How does this look like? You first develop a “coprocessor” that follows a certain interface for the database. The coprocessor has direct data access (so you have to be careful not to mess things up). Then you deploy the “coprocessor plugin” to the database. After it has been activated, you can send requests to the coprocessor; the coprocessor processes the request and returns the desired result. But you only get results from individual nodes because we are dealing with a distributed database; thus, you might need to merge them.
For example, you could develop a machine learning coprocessor that can perform distributed training directly in the database. This gives you a huge speedup!
Later on, Apache HBase adopted this approach and now also provides the possibility to develop custom coprocessors for it.
And now, because of the LFX Mentorship Program, TiKV also allows you to develop custom coprocessor plugins and deploy them to storage nodes!
Workflow and other Stuff
As mentioned before, some projects might have their own application process. This was also the case for TiKV. For TiKV, I had to complete one task from a given list and open a pull request with my solution. It was possible to choose which task I wanted to complete (only one was necessary).

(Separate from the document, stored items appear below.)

Issue #331, opened 2018-07-11
Turn off Kubernetes cluster during out of work hours


damnhipster:
Turn it off between 8pm and 8am. This should at most halve the cost.

diversemix:
I think this is worth doing with along with #281

hdrury1:
Sounds sensible.

PR #361, opened 2018-07-13
Scaling down the cluster out of hours

damnhipster:
#### Background

Addresses #331 

Uses [pubsweet/kubernetes](https://gitlab.coko.foundation/pubsweet/infra/blob/master/kubernetes/Dockerfile) and [Gitlab CI](https://gitlab.com/elifesciences/elife-xpub/pipeline_schedules) to scale down the Kubernetes cluster at 8pm, and scale up the cluster at 8am on weekdays.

However, because the problems were small and quite fun, I did some more. This certainly helped for my application as well.

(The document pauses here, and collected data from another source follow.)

Issue #312, opened 2018-07-06
Allow the server to push messages to the client


tamlyn:
**User Story:**

_As a user I want the application to update as soon new information is available._

**Options**

- [pubsweet-sse](https://gitlab.coko.foundation/pubsweet/pubsweet/tree/master/packages/sse) combined with [UpdateSubscriber](https://gitlab.coko.foundation/pubsweet/pubsweet/blob/master/packages/client/src/components/UpdateSubscriber.jsx).
- GraphQL subscriptions
  - The most common way to do this is with WebSockets and [subscriptions-transport-ws](https://github.com/apollographql/subscriptions-transport-ws)
  - Another option is SSE and [subscriptions-transport-sse](https://github.com/CodeCommission/subscriptions-transport-sse) 

I would favour GraphQL subscriptions over `pubsweet-sse` in order to be consistent with our technology choices and also because the latter has a bunch of legacy behaviour which we don't need or want. I favour SSE over WebSockets because it is a simpler technology and requires less fiddling with firewall rules etc, however in this instance the corresponding package is much less popular and would need to be carefully audited before use. The two subscription transport packages are meant have the same API so it *should* be easy enough to switch if the need arose.

**Product requirements/Acceptance criteria:**

Functional:
- Implement one of the above options to allow the pushing of messages from the server to the client

diversemix:
@tamlyn I would tend to agree to using GraphQL as its the technology of the API which is where the pub-sub model should be implemented. Do we need an ADR for this?

dryhten:
Update:

I decided to skip pubsweet-sse, since it uses REST API and it would be a nice thing to have GraphQL subscription support in pubsweet as well. Looking at the options for GraphQL subscriptions:

1. subscriptions-transport-sse is using some deprecated API from graphql-subscriptions so it doesn't really work. We could try to fix it but I think that would be too much work.
2. subscriptions-transport-ws - I managed to get this running locally (not in pubsweet though). Right now there is a bug that needs fixing at [!337](https://gitlab.coko.foundation/pubsweet/pubsweet/merge_requests/337). However, it seems to work just fine in GraphiQL.

dryhten:
I managed to make it work for now with `subscription-transport-ws`. There is still some work to be done to make the code more maintainable and the changes in pubsweet are currently in review.

[...]

PR #368, opened 2018-07-16
feat(submission): add uploadProgress subscription resolver

dryhten:
re #312


server/submission/resolvers.js
```diff
@@ -215,6 +227,18 @@ const resolvers = {
       return manuscript
     },
   },
+  Subscription: {
+    uploadProgress: {
+      subscribe: () => {
+        console.log('new subscription!!')
+        setTimeout(() => {
+          console.log('published new data')
+          pubsub.publish(ON_UPLOAD_PROGRESS, { uploadProgress: 10 })
```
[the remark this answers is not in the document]
dryhten: You actually have to return it like that. This code is here just to debug and see if it works or not, but I tested this with GraphiQL and after 8 seconds I get back the right stuff and it doesn't complain.

This link has some subscription implementation https://github.com/apollographql/graphql-subscriptions

app/components/ui/molecules/FileUpload.test.js
```diff
@@ -51,14 +51,14 @@ it('displays success if conversion.completed is set', () => {
...
 
-it('displays uploading if conversion.converting is set', () => {
+it.skip('displays uploading if conversion.converting is set', () => {
   const dropzoneContentWrapper = makeCheerioWrapper({
     conversion: { converting: true },
   })
   expect(dropzoneContentWrapper.text()).toBe(manuscriptUploading)
 })
 
-it('displays uploading even if there are errors', () => {
```
tamlyn: Did you mean to skip these? If so, please leave a comment to explain.

server/xpub/entities/manuscript/resolvers.js
```diff
@@ -10,6 +14,8 @@ const path = require('path')
 const crypto = require('crypto')
 const Joi = require('joi')
 
+const { ON_UPLOAD_PROGRESS } = asyncIterators
```
tamlyn: Is it confusing that this `ON_UPLOAD_PROGRESS` is a string but [the other thing](https://github.com/elifesciences/elife-xpub/pull/368/files#diff-77d316c88c9f296c72d8fd6f9740d4f6R21) called `ON_UPLOAD_PROGRESS` is a graphql operation?

server/xpub/entities/manuscript/resolvers.test.js
```diff
@@ -281,9 +281,13 @@ describe('Submission', () => {
...
         encoding: 'utf8',
         mimetype: 'application/pdf',
+        size: 73947,
       }
-
-      const manuscript = await Mutation.uploadManuscript({}, { id, file })
+      const manuscript = await Mutation.uploadManuscript(
+        {},
+        { id, file },
+        file.size,
```
tamlyn: Is this right? Shouldn't file size be passed in the second parameter?

app/components/pages/SubmissionWizard/steps/Files/index.js
```diff
@@ -29,28 +35,33 @@ const FileUploadsPage = ({
...
-              setFieldValue('meta.title', data.uploadManuscript.meta.title)
-              setFieldValue(fieldName, data.uploadManuscript.files)
-            })
-          }
-          previewUrl={`/manuscript/${values.id}`}
-          setFieldValue={setFieldValue}
-          {...props}
-        />
+        <Subscription subscription={ON_UPLOAD_PROGRESS}>
+          {({ data: uploadData, loading: uploadLoading }) => (
```
tamlyn: What happens if this request fails? Does the progress just stay at zero? If so, I think that's fine. Just would like to make sure it doesn't fail in any more major way.

server/xpub/entities/manuscript/resolvers.js
dryhten: Not really, one is client side and the other server side. They had similar examples in apollo as far as I remember.

app/components/pages/SubmissionWizard/steps/Files/index.js
dryhten: I just played with this and if the initial subscription fails then the page does not load at all. The error doesn't seem to be captured in the `error` render prop as described here https://www.apollographql.com/docs/react/advanced/subscriptions.html#render-prop

server/xpub/entities/manuscript/resolvers.test.js
dryhten: I don't remember what happened here, pretty sure I tested a while ago. This will fail anyway now because you need to subscribe to uploadProgress before you upload a file. I would skip for now and fix the test later since merging this seems like a higher priority.

app/components/ui/molecules/FileUpload.test.js
dryhten: Yes, same as my previous comment, tests needs updating to account for percentage of file upload. Would skip for now.

app/components/pages/SubmissionWizard/steps/Files/index.js
dryhten: https://github.com/elifesciences/elife-xpub/issues/492

server/xpub/entities/manuscript/resolvers.test.js
dryhten: https://github.com/elifesciences/elife-xpub/issues/493

app/components/ui/molecules/FileUpload.test.js
dryhten: https://github.com/elifesciences/elife-xpub/issues/494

The mentors did choose the challenges very carefully because all of them were highly relevant for the LFX project later on. The tasks were actual issues from the TiKV repository and the pull requests were actually merged upstream and deployed into production. So that was already the first meaningful impact and the program hadn’t even started!
I also had to join the TiKV Slack. The mentors created a specific channel where applicants could ask for help: How to setup the development environment, how everything works, and so on… The people were very helpful and responded quickly.

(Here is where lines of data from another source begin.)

PR #389, opened 2018-07-19
Check the xmlData has an article before parsing

diversemix:
#### Background

Not fall over if Sciencebeam is not available

#### Any relevant tickets

None

Not yet!

### DIFF
--- a/server/submission/resolvers.js
+++ b/server/submission/resolvers.js
@@ -177,10 +177,17 @@ const resolvers = {
         fs.writeFile(manuscriptJatsPath, xmlString),
         fs.writeFile(manuscriptManifestPath, staticManifest),
       ])
-      const title =
-        xmlData.article.front[0]['article-meta'][0]['title-group'][0][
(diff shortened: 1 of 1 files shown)


server/submission/resolvers.js
```diff
@@ -177,10 +177,17 @@ const resolvers = {
...
+
+      let title = ''
+      if (xmlData.article) {
+        const firstArticle = xmlData.article.front[0]
+        const { 'article-meta': articleMeta } = firstArticle
+        const firstMeta = articleMeta[0]
+        const { 'title-group': titleGroup } = firstMeta
+        const firstTitleGroup = titleGroup[0]
+        const { 'article-title': titleArray } = firstTitleGroup
+        ;[title] = titleArray
```
tamlyn: Good thing eslint is here to help you write nice code like this, right?

diversemix: yeah ... was a "learning curve"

A few days after the application deadline I got an informal private message via Slack that the mentors decided to accept me. Of course I was super happy about this! 🎉
At the very beginning, I had a welcome call with my mentors where we talked about the outline and scope of the project. Throughout the three months of the project, most of our communication and discussion were via Slack or GitHub issues. This worked exceptionally well for my mentors and me; and as far as I can tell, they were very happy with my work.
During the first week, we created a shared document where we wrote down the individual tasks in more detail based on the corresponding RFC for the new coprocessor. I also created a roadmap issue on GitHub where we could easily keep track of the tasks that have already been finished and the tasks that are still open. As you can see in the roadmap issue, the project involved opening many PRs; each of them was carefully reviewed.
Overall, I learned quite a lot about dynamic library loading, improved my programming skills with Rust, and deepened my knowledge about databases and distributed systems. All thanks to my inspiring and helpful mentors Andy Lok and Alex Chi!
All in all, I can highly recommend the LFX Mentorship Program and TiKV to everyone!
Oh, and the best part of all: It just feels great to contribute to awesome open-source projects and become part of the community!